Forward-Looking Statements
This release contains “forward-looking statements” within the meaning of the Private Securities Litigation Reform Act of 1995 (PSLRA). These forward-looking statements involve certain risks and uncertainties. Such risks and uncertainties could cause our actual results to differ materially from those indicated by such forward-looking statements, and include, without limitation: the success, cost and timing of our product development activities and clinical trials and our ability to successfully advance our TCR therapeutic candidates through the regulatory and commercialization processes.
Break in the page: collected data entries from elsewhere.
PR #242, opened 2019-04-03
[1210] Add ucas_status on course model and expose on serializer

tvararu:
### Context

:shipit:

### DIFF
--- a/app/models/course.rb
+++ b/app/models/course.rb
@@ -79,6 +79,10 @@ class Course < ApplicationRecord
     site_statuses.findable.any?
   end
 
+  def new?
+    site_statuses.status_new_status.any?
+  end
+
   def open_for_applications?
     site_statuses.open_for_applications.any?
   end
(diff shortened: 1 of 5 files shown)


tvararu:
[EPIC: Courses table in manage-courses-frontend](https://trello.com/c/Ju2Kfadq/1210-epic-courses-table-in-manage-courses-frontend)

For a further description of the risks and uncertainties that could cause our actual results to differ materially from those expressed in these forward-looking statements, as well as risks relating to our business in general, we refer you to our Quarterly Report on Form 10-Q filed with the Securities and Exchange Commission (SEC) on August 8, 2016, and our other SEC filings. The forward-looking statements contained in this press release speak only as of the date the statements were made and we do not undertake any obligation to update such forward-looking statements to reflect subsequent events or circumstances.